Segment Start: Entries provided

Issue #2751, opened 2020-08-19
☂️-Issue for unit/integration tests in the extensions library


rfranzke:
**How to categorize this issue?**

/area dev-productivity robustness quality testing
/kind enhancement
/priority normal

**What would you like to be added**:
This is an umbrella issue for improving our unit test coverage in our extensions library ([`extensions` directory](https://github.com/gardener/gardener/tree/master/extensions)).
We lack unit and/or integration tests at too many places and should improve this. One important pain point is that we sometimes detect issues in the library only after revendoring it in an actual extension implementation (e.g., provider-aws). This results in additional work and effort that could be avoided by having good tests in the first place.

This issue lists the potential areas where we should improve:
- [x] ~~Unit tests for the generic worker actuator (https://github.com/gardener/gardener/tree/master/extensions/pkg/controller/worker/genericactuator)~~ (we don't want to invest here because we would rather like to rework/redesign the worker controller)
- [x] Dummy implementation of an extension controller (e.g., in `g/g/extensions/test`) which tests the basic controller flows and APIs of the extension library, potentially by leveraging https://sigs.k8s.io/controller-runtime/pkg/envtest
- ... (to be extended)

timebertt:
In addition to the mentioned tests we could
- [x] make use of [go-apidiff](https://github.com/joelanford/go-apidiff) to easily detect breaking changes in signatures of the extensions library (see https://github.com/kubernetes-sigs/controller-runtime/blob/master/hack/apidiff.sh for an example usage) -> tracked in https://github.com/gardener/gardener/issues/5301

Segment End: Entries provided
Segment Start: Entries provided

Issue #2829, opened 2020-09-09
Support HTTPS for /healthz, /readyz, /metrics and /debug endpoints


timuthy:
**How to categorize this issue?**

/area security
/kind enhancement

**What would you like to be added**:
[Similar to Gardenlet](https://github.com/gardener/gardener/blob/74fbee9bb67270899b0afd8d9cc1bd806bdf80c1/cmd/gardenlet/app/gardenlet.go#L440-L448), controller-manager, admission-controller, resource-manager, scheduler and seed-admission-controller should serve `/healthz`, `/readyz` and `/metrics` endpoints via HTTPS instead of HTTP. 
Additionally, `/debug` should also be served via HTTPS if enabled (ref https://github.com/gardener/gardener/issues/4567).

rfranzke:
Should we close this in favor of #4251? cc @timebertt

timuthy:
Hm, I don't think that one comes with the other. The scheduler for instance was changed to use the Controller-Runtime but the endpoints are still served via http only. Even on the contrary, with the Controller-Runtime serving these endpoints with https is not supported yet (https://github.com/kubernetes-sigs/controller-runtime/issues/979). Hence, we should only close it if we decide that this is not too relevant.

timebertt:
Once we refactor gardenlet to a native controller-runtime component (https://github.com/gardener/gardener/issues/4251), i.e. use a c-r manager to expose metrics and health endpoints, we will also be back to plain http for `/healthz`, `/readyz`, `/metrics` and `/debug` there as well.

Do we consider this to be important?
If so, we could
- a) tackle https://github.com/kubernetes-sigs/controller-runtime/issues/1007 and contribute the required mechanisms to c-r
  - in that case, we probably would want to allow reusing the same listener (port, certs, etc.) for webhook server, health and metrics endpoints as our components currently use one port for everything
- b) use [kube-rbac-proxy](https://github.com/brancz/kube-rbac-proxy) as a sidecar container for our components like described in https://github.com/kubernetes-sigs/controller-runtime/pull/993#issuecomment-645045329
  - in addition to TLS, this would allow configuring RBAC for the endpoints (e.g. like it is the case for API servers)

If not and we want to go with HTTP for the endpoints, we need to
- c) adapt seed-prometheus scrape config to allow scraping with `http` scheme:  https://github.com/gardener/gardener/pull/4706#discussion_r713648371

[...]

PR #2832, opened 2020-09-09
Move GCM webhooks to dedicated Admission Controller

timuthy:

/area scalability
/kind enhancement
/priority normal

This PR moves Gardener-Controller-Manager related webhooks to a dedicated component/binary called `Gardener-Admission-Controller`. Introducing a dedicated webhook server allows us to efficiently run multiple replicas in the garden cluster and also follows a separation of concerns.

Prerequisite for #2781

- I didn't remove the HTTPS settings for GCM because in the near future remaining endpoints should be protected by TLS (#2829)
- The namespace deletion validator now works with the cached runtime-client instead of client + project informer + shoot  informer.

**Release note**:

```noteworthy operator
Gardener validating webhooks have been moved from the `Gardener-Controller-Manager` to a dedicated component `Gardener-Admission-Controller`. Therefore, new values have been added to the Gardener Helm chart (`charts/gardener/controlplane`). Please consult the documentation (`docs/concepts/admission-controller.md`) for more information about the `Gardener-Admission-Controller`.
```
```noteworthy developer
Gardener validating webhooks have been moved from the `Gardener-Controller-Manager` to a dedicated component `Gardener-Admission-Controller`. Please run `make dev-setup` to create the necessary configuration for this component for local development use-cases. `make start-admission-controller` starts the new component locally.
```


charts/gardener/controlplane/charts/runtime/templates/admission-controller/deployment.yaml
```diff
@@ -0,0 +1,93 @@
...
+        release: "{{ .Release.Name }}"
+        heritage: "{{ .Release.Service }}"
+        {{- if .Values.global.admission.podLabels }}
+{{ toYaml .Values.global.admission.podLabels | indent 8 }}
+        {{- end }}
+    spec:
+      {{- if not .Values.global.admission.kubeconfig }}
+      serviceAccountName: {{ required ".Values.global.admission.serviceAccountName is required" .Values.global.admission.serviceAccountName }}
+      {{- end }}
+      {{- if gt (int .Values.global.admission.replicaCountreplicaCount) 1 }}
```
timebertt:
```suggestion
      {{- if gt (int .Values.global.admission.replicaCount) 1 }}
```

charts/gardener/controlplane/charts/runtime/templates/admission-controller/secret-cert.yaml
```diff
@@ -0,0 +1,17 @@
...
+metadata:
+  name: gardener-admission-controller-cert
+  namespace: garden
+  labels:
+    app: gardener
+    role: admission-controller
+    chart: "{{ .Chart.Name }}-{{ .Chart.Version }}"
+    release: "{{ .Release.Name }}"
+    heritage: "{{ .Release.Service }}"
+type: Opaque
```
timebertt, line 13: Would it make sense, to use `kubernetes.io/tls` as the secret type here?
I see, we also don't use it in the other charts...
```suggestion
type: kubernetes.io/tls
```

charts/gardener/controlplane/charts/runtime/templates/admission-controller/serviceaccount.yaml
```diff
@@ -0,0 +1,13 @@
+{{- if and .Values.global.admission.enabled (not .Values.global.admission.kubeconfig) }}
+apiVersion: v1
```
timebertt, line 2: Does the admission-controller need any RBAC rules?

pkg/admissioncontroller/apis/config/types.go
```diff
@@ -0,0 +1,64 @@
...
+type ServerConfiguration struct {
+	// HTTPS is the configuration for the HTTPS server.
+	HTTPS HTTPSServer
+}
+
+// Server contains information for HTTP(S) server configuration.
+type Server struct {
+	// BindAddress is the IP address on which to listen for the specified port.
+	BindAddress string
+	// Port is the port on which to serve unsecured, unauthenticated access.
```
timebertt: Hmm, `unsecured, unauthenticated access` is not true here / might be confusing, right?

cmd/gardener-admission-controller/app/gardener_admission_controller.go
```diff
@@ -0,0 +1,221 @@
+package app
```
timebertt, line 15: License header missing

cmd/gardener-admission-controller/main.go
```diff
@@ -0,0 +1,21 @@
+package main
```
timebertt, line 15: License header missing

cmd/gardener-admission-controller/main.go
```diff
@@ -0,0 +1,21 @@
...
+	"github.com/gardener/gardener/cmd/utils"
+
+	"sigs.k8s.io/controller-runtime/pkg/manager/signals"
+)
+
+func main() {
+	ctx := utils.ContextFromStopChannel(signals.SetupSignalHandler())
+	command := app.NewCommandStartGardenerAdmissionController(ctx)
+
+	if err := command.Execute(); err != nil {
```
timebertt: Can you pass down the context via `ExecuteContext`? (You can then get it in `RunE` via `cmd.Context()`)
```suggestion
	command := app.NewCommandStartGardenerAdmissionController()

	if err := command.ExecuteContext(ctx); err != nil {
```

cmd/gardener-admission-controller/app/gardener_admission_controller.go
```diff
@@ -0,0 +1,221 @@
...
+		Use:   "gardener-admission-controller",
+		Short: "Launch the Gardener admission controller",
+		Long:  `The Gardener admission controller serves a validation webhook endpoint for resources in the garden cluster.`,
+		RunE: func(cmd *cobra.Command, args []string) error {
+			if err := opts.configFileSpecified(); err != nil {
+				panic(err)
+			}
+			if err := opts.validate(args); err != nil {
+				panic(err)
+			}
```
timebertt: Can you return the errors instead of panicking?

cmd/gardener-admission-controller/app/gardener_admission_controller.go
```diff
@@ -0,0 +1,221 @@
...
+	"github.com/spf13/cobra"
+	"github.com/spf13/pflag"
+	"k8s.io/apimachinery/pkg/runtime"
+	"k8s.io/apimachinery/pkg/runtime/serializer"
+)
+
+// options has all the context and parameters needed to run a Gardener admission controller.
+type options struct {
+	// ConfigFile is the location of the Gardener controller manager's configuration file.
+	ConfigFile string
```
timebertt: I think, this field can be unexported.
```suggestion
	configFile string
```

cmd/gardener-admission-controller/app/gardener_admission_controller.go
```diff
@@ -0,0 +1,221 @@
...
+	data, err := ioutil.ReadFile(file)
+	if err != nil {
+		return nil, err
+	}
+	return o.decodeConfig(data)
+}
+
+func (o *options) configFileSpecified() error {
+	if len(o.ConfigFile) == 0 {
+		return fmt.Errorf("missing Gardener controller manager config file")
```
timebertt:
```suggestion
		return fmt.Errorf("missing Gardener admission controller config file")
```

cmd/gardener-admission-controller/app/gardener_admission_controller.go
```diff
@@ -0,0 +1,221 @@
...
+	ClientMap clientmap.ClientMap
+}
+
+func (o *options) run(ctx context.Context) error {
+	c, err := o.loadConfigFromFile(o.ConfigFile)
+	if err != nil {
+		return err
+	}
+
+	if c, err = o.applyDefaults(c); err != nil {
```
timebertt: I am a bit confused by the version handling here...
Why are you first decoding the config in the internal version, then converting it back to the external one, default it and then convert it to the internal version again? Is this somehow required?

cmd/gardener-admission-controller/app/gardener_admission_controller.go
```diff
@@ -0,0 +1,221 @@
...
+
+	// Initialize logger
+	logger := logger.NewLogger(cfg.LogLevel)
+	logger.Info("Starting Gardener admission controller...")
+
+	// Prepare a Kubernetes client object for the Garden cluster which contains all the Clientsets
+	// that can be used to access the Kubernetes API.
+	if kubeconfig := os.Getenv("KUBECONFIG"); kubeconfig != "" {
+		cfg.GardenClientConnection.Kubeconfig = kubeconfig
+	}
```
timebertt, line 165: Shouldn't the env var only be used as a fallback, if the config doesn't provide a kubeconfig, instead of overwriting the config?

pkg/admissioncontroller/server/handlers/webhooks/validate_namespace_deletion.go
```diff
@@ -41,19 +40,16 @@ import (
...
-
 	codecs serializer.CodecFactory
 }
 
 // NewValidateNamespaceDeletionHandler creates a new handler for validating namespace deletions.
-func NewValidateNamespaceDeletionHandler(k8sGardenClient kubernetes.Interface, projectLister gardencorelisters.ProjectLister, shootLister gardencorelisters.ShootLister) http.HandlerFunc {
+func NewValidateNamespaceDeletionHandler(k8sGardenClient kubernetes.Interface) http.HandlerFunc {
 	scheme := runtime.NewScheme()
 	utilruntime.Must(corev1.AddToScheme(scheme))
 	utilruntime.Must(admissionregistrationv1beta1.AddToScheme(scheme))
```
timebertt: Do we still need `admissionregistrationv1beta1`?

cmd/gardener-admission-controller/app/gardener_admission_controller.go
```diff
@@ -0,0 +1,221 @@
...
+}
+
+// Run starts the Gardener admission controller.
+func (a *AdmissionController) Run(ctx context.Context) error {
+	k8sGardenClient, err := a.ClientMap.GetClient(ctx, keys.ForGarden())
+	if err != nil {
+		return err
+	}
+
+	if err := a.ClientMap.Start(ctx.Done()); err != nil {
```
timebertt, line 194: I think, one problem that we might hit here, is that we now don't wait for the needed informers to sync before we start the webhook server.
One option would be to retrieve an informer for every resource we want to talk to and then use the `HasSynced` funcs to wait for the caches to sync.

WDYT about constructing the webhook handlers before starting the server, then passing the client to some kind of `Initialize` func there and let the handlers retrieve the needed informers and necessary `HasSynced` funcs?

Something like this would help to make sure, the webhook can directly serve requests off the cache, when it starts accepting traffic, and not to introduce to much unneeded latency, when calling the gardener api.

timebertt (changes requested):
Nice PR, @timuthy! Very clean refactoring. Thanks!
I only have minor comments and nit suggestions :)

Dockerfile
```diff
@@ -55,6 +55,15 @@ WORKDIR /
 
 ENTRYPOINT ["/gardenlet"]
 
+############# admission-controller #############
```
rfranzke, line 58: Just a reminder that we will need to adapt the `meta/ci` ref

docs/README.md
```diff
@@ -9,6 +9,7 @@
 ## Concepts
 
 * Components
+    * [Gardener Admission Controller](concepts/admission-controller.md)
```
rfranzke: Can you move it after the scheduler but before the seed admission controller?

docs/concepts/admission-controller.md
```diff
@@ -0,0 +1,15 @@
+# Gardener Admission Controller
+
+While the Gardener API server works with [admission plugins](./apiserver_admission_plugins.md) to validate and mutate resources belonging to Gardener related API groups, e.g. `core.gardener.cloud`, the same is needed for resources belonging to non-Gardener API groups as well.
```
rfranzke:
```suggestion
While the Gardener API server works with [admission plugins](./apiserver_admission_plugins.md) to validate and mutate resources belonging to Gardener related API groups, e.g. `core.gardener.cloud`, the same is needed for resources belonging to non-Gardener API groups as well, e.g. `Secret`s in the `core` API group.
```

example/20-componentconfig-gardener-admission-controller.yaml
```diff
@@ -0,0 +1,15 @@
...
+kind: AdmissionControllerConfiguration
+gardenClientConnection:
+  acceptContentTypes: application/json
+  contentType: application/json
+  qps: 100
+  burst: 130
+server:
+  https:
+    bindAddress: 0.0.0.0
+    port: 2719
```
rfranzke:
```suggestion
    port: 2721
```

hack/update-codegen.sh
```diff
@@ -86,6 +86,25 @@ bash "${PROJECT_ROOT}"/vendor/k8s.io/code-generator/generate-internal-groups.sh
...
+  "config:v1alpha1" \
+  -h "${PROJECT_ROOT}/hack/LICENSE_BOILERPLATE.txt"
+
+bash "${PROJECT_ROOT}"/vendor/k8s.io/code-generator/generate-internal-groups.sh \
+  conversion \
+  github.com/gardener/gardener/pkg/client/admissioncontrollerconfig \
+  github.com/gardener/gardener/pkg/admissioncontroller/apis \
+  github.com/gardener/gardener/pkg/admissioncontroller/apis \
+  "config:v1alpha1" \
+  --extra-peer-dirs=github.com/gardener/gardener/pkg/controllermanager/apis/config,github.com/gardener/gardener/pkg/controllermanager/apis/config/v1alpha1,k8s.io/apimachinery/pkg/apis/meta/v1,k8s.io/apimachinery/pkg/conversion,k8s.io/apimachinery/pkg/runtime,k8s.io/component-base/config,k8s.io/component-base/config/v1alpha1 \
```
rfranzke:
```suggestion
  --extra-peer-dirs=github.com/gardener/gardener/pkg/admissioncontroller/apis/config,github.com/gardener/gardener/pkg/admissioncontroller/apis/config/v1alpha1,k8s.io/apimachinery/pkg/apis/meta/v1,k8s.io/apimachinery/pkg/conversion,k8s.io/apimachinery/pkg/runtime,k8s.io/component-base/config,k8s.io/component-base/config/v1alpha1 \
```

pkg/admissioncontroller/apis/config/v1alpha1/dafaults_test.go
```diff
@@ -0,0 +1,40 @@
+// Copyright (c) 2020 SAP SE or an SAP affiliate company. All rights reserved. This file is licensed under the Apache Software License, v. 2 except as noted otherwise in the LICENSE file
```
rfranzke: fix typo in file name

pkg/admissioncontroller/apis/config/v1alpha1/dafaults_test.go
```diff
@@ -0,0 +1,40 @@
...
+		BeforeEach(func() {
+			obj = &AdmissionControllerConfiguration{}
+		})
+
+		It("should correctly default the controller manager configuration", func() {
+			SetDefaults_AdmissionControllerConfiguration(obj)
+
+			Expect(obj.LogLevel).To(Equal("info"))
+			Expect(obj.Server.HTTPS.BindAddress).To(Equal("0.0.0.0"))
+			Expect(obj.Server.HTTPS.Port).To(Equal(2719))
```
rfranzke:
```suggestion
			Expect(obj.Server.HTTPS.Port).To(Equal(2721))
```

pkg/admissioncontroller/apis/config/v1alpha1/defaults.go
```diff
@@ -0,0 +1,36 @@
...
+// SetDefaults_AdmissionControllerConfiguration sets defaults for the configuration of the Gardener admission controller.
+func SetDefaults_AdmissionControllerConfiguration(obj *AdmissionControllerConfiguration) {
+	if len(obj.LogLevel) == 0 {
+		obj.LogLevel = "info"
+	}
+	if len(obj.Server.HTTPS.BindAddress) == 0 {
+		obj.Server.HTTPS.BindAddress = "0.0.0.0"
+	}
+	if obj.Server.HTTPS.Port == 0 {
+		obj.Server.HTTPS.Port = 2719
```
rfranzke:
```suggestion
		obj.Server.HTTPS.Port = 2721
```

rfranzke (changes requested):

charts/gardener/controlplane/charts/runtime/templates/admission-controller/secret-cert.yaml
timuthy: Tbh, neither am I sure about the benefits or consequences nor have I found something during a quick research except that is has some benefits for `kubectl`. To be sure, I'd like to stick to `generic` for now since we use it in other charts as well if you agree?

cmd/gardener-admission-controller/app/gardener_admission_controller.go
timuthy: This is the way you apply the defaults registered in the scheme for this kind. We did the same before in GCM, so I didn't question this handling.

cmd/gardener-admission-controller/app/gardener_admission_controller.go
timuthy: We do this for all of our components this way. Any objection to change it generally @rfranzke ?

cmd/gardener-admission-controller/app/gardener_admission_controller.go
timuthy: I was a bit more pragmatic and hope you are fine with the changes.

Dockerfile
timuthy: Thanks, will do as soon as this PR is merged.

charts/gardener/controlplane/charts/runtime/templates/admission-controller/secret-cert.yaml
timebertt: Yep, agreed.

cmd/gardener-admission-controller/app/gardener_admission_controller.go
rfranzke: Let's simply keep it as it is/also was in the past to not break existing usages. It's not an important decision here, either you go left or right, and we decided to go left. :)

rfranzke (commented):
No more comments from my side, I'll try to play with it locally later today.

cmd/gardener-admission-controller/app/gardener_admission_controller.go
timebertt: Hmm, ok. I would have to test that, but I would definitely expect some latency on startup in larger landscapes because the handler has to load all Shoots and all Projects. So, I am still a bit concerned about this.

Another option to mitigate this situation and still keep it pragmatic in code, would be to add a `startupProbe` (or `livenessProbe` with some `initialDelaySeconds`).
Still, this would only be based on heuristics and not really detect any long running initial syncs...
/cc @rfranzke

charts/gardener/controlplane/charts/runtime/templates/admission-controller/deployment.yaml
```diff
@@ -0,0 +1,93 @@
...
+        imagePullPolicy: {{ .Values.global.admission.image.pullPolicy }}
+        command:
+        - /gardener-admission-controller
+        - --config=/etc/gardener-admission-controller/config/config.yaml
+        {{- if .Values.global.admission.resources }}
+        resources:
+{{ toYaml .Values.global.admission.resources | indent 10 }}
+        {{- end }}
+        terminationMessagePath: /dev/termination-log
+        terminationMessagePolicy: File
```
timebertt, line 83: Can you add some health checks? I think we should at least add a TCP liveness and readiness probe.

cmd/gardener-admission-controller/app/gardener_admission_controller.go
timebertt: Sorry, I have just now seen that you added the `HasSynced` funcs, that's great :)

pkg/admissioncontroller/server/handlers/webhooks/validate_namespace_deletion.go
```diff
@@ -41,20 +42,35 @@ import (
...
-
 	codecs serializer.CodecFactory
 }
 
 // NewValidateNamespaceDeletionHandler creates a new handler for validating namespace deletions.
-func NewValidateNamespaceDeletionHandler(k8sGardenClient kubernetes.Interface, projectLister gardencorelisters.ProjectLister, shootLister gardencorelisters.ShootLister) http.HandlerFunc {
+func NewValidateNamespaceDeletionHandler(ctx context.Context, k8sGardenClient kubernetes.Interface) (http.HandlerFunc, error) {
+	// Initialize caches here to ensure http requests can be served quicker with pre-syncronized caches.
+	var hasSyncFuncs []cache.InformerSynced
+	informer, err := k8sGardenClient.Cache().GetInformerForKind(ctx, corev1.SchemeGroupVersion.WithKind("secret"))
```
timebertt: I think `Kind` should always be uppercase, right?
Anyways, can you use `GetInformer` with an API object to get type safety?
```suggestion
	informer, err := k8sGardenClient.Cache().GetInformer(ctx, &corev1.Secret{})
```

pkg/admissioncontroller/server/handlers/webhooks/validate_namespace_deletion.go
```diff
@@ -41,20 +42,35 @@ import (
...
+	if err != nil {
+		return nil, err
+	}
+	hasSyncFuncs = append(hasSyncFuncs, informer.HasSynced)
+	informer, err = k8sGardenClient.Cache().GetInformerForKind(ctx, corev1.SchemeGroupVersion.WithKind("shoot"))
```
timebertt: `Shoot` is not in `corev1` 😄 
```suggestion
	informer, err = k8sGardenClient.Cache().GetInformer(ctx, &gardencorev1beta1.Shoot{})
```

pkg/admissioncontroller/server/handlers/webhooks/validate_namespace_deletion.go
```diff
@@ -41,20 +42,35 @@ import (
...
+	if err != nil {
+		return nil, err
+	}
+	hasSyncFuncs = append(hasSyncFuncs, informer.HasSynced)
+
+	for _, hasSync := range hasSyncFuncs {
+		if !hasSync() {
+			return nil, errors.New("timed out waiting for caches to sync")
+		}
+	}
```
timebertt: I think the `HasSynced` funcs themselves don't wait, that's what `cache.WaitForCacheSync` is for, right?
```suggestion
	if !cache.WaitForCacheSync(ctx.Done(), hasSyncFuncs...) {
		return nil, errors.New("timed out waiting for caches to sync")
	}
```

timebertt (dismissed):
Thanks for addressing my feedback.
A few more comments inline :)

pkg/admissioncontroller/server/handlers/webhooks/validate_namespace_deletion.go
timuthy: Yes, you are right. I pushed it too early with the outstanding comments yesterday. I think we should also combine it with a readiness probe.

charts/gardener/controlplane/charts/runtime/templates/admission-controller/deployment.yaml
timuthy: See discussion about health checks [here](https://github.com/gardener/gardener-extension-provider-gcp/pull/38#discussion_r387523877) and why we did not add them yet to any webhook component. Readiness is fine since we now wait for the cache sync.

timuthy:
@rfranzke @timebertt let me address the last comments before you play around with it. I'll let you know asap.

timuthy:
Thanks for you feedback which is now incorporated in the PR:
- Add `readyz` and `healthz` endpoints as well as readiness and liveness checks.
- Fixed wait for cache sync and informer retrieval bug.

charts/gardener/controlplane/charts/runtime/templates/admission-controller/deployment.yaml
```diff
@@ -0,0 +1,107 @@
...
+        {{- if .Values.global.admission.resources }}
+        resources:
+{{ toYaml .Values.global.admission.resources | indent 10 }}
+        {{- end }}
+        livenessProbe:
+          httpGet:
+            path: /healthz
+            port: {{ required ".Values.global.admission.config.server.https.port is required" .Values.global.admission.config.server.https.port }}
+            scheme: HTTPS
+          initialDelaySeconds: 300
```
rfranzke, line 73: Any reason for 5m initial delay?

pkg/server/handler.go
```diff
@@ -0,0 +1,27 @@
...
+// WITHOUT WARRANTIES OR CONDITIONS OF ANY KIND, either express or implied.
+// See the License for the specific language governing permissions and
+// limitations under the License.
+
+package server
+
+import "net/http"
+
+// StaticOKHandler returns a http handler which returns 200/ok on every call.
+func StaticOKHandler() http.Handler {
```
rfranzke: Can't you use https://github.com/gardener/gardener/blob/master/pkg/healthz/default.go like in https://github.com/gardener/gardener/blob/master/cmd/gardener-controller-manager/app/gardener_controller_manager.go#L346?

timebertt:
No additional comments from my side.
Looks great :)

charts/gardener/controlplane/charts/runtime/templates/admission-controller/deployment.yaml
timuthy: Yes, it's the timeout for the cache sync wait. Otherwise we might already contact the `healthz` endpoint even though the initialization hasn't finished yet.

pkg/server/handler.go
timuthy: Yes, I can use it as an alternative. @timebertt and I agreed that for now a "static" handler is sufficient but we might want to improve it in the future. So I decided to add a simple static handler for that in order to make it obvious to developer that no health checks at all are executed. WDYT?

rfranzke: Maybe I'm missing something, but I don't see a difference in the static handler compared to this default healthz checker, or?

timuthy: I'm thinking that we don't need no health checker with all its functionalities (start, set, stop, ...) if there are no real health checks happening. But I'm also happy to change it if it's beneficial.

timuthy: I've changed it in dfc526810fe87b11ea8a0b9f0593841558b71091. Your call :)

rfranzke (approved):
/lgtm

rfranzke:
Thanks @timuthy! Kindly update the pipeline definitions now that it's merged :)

Segment End: Entries provided
Segment Start: Entries provided

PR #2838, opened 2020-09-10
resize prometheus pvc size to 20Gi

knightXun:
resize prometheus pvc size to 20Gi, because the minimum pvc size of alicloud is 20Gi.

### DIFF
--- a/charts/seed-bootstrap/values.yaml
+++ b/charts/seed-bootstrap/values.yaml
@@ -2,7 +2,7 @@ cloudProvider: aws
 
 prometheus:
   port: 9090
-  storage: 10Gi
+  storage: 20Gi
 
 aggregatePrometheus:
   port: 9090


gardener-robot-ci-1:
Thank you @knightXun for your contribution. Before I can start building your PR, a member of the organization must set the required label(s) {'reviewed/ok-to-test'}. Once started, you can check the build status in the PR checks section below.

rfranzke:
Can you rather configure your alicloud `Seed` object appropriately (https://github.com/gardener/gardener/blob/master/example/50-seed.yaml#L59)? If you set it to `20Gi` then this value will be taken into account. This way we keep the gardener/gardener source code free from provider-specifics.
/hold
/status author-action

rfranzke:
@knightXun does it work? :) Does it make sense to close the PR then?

Segment End: Entries provided

Activity:
Set apart and copy each line of the records that holds the word "instead".

Response:
[Similar to Gardenlet](https://github.com/gardener/gardener/blob/74fbee9bb67270899b0afd8d9cc1bd806bdf80c1/cmd/gardenlet/app/gardenlet.go#L440-L448), controller-manager, admission-controller, resource-manager, scheduler and seed-admission-controller should serve `/healthz`, `/readyz` and `/metrics` endpoints via HTTPS instead of HTTP. 
- The namespace deletion validator now works with the cached runtime-client instead of client + project informer + shoot  informer.
timebertt: Can you return the errors instead of panicking?
timebertt, line 165: Shouldn't the env var only be used as a fallback, if the config doesn't provide a kubeconfig, instead of overwriting the config?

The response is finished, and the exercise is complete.